Und dann die Siegerehrung:








-  Das ist übrigens Victor Smolski, der sich gerade bedankt.  Für das große Erlebnis. -



Sieger und Verlierer. Jeder hat sein Bestes gegeben. Das siegreiche Fahrzeug: ein Audi R8 LM, der mit dem großen Heckflügel. Zu den Verlierern zählt der MINI E. Obwohl BMW mit dem Verlauf des Rennens und der Leistung des hier eingesetzten MINI E trefflich Werbung machen könnte: das Rennfahrzeug war mehr fast 300 Kilometer mit elektrischem Antrieb "am Stück" unterwegs gewesen. Das hat das Original, das für die Produktion - irgendwann mal - vorgesehene Fahrzeug (auch im Versuch!) noch nie geschafft. - Auch wichtig: Man hat dieses Mal "ehrlich" verloren.

Wird der Sieg beim "richtigen" 24-Stunden-Rennen im nächsten Jahr auf der Nürburgring-Nordschleife auch "ehrlich" sein? - Ich fahre nachdenklich nach Hause. -

Ist der MINI-Sport heute ehrlicher als der "große Sport?

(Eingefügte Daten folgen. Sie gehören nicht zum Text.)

PR #995, opened 2019-06-08
Added DXVK for Steam

Kreyren:
As refferenced on https://appdb.winehq.org/objectManager.php?sClass=version&iId=19444&iTestingId=103590:
image

Wine doesn't have sufficient DirectX 10 libs -> Using DXVK

### DIFF
--- a/Engines/Wine/QuickScript/Steam Script/script.js
+++ b/Engines/Wine/QuickScript/Steam Script/script.js
@@ -6,6 +6,7 @@ include("utils.functions.filesystem.extract");
 include("utils.functions.filesystem.files");
 include("engines.wine.verbs.luna");
 include("engines.wine.verbs.corefonts");
+include("engines.wine.verbs.dxvk");
 include("engines.wine.plugins.windows_version");
 
 
@@ -119,6 +120,7 @@ SteamScript.prototype.go = function () {
         .prefix(this._name, this._wineDistribution, this._wineArchitecture, this._wineVersion)
         .luna();
     wine.corefonts();
+    wine.DXVK(); // Required for big picture
 
     // Steam must be started once such that config.vdf is created (see fixCertificateIssue())
     setupWizard.wait(tr("Please follow the steps of the Steam setup. Then, wait until Steam is updated, log in and finally close Steam completely so the installation of \"{0}\" can continue.", this._name));
--- a/Applications/Games/Steam/Online/script.js
+++ b/Applications/Games/Steam/Online/script.js
@@ -1,4 +1,6 @@
 include("engines.wine.quick_script.online_installer_script");
+include("engines.wine.verbs.corefonts");
+include("engines.wine.plugins.windows_version");
 
 var installerImplementation = {
     run: function () {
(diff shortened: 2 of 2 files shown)


Engines/Wine/QuickScript/Steam Script/script.js
```diff
@@ -119,6 +120,7 @@ SteamScript.prototype.go = function () {
         .prefix(this._name, this._wineDistribution, this._wineArchitecture, this._wineVersion)
         .luna();
     wine.corefonts();
+    wine.DXVK(); // Required for big picture
```
ImperatorS79: While I could agree to add it for the steam app itself, it seems weird to add it here, because then all SteamScript will implicitly use DXVK, and I do not think it is a good idea.

Kreyren:
We might want to make a quick script for steam with bigpicture or some better way to handle this..

Engines/Wine/QuickScript/Steam Script/script.js
Kreyren: We can in theory load DXVK only for tenfoot (Big Picture) or depending on the implementation i was thinking about providing latest minus one version DXVK in phoenicis wine that can be overwritten by script on demand if game depends on different version.

plata: Also we need to keep in mind that not everybody will be able to run DXVK.

Kreyren: @plata elaborate

plata: To quote from the [DXVK README](https://github.com/doitsujin/dxvk):

> Notes on Vulkan drivers
Before reporting an issue, please check the Wiki page on the current driver status and make sure you run a recent enough driver version for your hardware.

> Online multi-player games
Manipulation of Direct3D libraries in multi-player games may be considered cheating and can get your account banned. This may also apply to single-player games with an embedded or dedicated multiplayer portion. Use at your own risk.

So even if we assume that everybody can use Vulkan (which is not the case), there are cases where DXVK cannot be used. I don't want anybody blaming us that his/her account in a multi-player game is banned. Therefore I think we cannot add DXVK by default anywhere (neither for Steam nor for Phoenicis Wine in general).

Kreyren: So we have to provide standalone DXVK libs for steam which doesn't affect any other apps.

ImperatorS79: Does it work if you copy dxvk libs next to steam.exe and set those to builtin for steam.exe only so that it does not affect other apps ?

plata: I have no clue. Maybe these questions should be raised to the DXVK devs. Or we simply continue to use DXVK on an per app basis only.
There's also one other point which might need consideration: It seems that Wine officially will go for the Wine D3D Vulkan implementation instead of DXVK. So maybe DXVK will become obsolete in the future.

ImperatorS79: Yes, but this is in the "far" future, and the two backend OpenGL/Vulkan will remains.

plata: That's true. However, isn't that a reason to use DXVK only per app? It will allow us to always implement what works best.

ImperatorS79: How do you do it is the question I was asking.

plata: That's my understanding as well.

Kreyren: afaik there is a way to use certain lib for wineapp only, investigating atm.. 

do not bother sujin with this since it's not DXVK question..

ImperatorS79:
Please reopen this of you found a way to only overrides DXVK for steam.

Zumindest kenne ich noch ehrliche, ganz normale Motorsportler und Rennfahrer. Wie z.B. Frank Biela, der nach der Siegerehrung schnell eine Zigarette aus der Packung zieht, um sich nach draußen zu verdrücken, damit er rauchen kann. Ich kenne Frank so seit Jahrzehnten. Im Vorbeigehen erkennt er mich, schüttelt mir mit einem "Hallo" die Hand und erkundigt sich nach meinem Bruder. - Welchen Bruder? - Ich habe vier davon. - Er habe Armin vermisst, sagt er. Und ich antworte, dass der für solche Rennen noch zu jung ist.

Frank kommt fast ins Stolpern. Ich sehe, dass er versucht sich zu erinnern, wie alt mein Bruder Armin nun ist. - Ganz ruhig Frank! - Armin ist jetzt 54. - Und immer noch richtig schnell. Mit richtigen Rennfahrzeugen auf der richtigen Nordschleife.

Aber Frank hat inzwischen nicht nur fünf Mal "Le Mans" gewonnen, sondern nun auch zum ersten Mal ein MINI-24-Stunden-Rennen am Nürburgring. Auf der "Südschleife". Die man sonst auch vergessen würde.

Ossi Kragl sei Dank!
MK/Wilhelm Hahne
Fast vergessen: Das Siegerteam mit dem Audi R8 LM war von den 24 Stunden "nur" 23 Stunden in Bewegung unterwegs. Rund 1 Stunde hat man gebaut, war "abgeflogen", hat gestanden. - Man kann diese "Standzeiten" noch optimieren. - Im nächsten Jahr?